Problem statement:
Write out every entry again exactly as it stands.

Saved data entries
PR #3913, opened 2020-07-13
include checksum on file listing

sblack-usu:
#3927

### Pull Request Checklist: 

- [x] Automated Testing

- [x] Passing Jenkins Build

### Positive Test Case
1. Hit the hsapi files/ endpoint and ensure each file includes a checksum

### DIFF
--- a/django_irods/storage.py
+++ b/django_irods/storage.py
@@ -425,7 +425,7 @@ class IrodsStorage(Storage):
             raise ValidationError("{} cannot be found in iRODS to retrieve "
                                   "checksum".format(obj_name))
         # remove potential '\n' from stdout
-        checksum = stdout.rstrip('\n')
+        checksum = stdout.strip('\n')
         if not checksum:
             if force_compute:
                 raise ValidationError("checksum for {} cannot be found in iRODS".format(obj_name))
--- a/django_irods/storage.py
+++ b/django_irods/storage.py
@@ -427,6 +427,8 @@ class IrodsStorage(Storage):
         # remove potential '\n' from stdout
         checksum = stdout.rstrip('\n')
         if not checksum:
+            if force_compute:
+                raise ValidationError("checksum for {} cannot be found in iRODS".format(obj_name))
             # checksum hasn't been computed, so force the checksum computation
             return self.checksum(full_name, force_compute=True)
         return checksum
--- a/django_irods/storage.py
+++ b/django_irods/storage.py
@@ -399,7 +399,7 @@ class IrodsStorage(Storage):
                                   "file size".format(name))
         return int(float(stdout))
 
-    def checksum(self, full_name):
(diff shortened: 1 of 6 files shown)


hs_core/models.py
```diff
@@ -2751,6 +2751,10 @@ def size(self):
     def modified_time(self):
         return self.resource_file.storage.get_modified_time(self.resource_file.name)
 
+    @property
+    def checksum(self):
+        return self.resource_file.storage.checksum(self.resource_file.name)
```
hyi, line 2756: As currently implemented, the checksum method in iRODS Storage class recomputes checksum each time, which would give us a performance hit especially for large files if this checksum property is called often. The reason to use -f flag is that the file could be updated, and we don't want to return the staled checksum. I actually used extra_data field to store checksum for published resource bag, so that it can be retrieved directly in multiple places without calling this irods storage checksum method to avoid checksum recomputation. This works well for published resource bag since published resource bag checksums never change again, but I think it will require some thinking-through here for a generic checksum get property for any file in a resource that could get updated.

sblack-usu: Seems like we could just add a field to the ResourceFile model and set the checksum field when the file is uploaded.

sblack-usu: or, implement another checksum method without the -f.  Do you have a preference @hyi?

django_irods/storage.py
```diff
@@ -424,7 +425,13 @@ def checksum(self, full_name):
...
                                   "checksum".format(obj_name))
         # remove potential '\n' from stdout
-        return stdout.rstrip('\n')
+        checksum = stdout.rstrip('\n')
+        if not checksum:
+            if force_compute:
+                raise ValidationError("checksum for {} cannot be found in iRODS".format(obj_name))
+            # checksum hasn't been computed, so force the checksum computation
+            return self.checksum(full_name, force_compute=True)
+        return checksum
```
hyi, line 434: I don't think this recursive checksum call with force_compute flag set is needed since the ichksum call earlier is synchronous, and if it computes successfully, it should make its way in the iCAT DB, and it if fails, an exception would be raised. In either case, this recursive call is not needed I believe.

hyi: OK. I see what you are trying to do here. Disregard my comment above then.

django_irods/storage.py
```diff
@@ -424,7 +425,13 @@ def checksum(self, full_name):
             raise ValidationError("{} cannot be found in iRODS to retrieve "
                                   "checksum".format(obj_name))
         # remove potential '\n' from stdout
-        return stdout.rstrip('\n')
+        checksum = stdout.rstrip('\n')
```
hyi, line 428: Now that you are at it, you can change the statement above to ```checksum = stdout.strip('\n')``` since a starting ```\n``` could be present under some special circumstances.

Finished exercise:
PR #3913, opened 2020-07-13
include checksum on file listing

sblack-usu:
#3927

### Pull Request Checklist: 

- [x] Automated Testing

- [x] Passing Jenkins Build

### Positive Test Case
1. Hit the hsapi files/ endpoint and ensure each file includes a checksum

### DIFF
--- a/django_irods/storage.py
+++ b/django_irods/storage.py
@@ -425,7 +425,7 @@ class IrodsStorage(Storage):
             raise ValidationError("{} cannot be found in iRODS to retrieve "
                                   "checksum".format(obj_name))
         # remove potential '\n' from stdout
-        checksum = stdout.rstrip('\n')
+        checksum = stdout.strip('\n')
         if not checksum:
             if force_compute:
                 raise ValidationError("checksum for {} cannot be found in iRODS".format(obj_name))
--- a/django_irods/storage.py
+++ b/django_irods/storage.py
@@ -427,6 +427,8 @@ class IrodsStorage(Storage):
         # remove potential '\n' from stdout
         checksum = stdout.rstrip('\n')
         if not checksum:
+            if force_compute:
+                raise ValidationError("checksum for {} cannot be found in iRODS".format(obj_name))
             # checksum hasn't been computed, so force the checksum computation
             return self.checksum(full_name, force_compute=True)
         return checksum
--- a/django_irods/storage.py
+++ b/django_irods/storage.py
@@ -399,7 +399,7 @@ class IrodsStorage(Storage):
                                   "file size".format(name))
         return int(float(stdout))
 
-    def checksum(self, full_name):
(diff shortened: 1 of 6 files shown)


hs_core/models.py
```diff
@@ -2751,6 +2751,10 @@ def size(self):
     def modified_time(self):
         return self.resource_file.storage.get_modified_time(self.resource_file.name)
 
+    @property
+    def checksum(self):
+        return self.resource_file.storage.checksum(self.resource_file.name)
```
hyi, line 2756: As currently implemented, the checksum method in iRODS Storage class recomputes checksum each time, which would give us a performance hit especially for large files if this checksum property is called often. The reason to use -f flag is that the file could be updated, and we don't want to return the staled checksum. I actually used extra_data field to store checksum for published resource bag, so that it can be retrieved directly in multiple places without calling this irods storage checksum method to avoid checksum recomputation. This works well for published resource bag since published resource bag checksums never change again, but I think it will require some thinking-through here for a generic checksum get property for any file in a resource that could get updated.

sblack-usu: Seems like we could just add a field to the ResourceFile model and set the checksum field when the file is uploaded.

sblack-usu: or, implement another checksum method without the -f.  Do you have a preference @hyi?

django_irods/storage.py
```diff
@@ -424,7 +425,13 @@ def checksum(self, full_name):
...
                                   "checksum".format(obj_name))
         # remove potential '\n' from stdout
-        return stdout.rstrip('\n')
+        checksum = stdout.rstrip('\n')
+        if not checksum:
+            if force_compute:
+                raise ValidationError("checksum for {} cannot be found in iRODS".format(obj_name))
+            # checksum hasn't been computed, so force the checksum computation
+            return self.checksum(full_name, force_compute=True)
+        return checksum
```
hyi, line 434: I don't think this recursive checksum call with force_compute flag set is needed since the ichksum call earlier is synchronous, and if it computes successfully, it should make its way in the iCAT DB, and it if fails, an exception would be raised. In either case, this recursive call is not needed I believe.

hyi: OK. I see what you are trying to do here. Disregard my comment above then.

django_irods/storage.py
```diff
@@ -424,7 +425,13 @@ def checksum(self, full_name):
             raise ValidationError("{} cannot be found in iRODS to retrieve "
                                   "checksum".format(obj_name))
         # remove potential '\n' from stdout
-        return stdout.rstrip('\n')
+        checksum = stdout.rstrip('\n')
```
hyi, line 428: Now that you are at it, you can change the statement above to ```checksum = stdout.strip('\n')``` since a starting ```\n``` could be present under some special circumstances.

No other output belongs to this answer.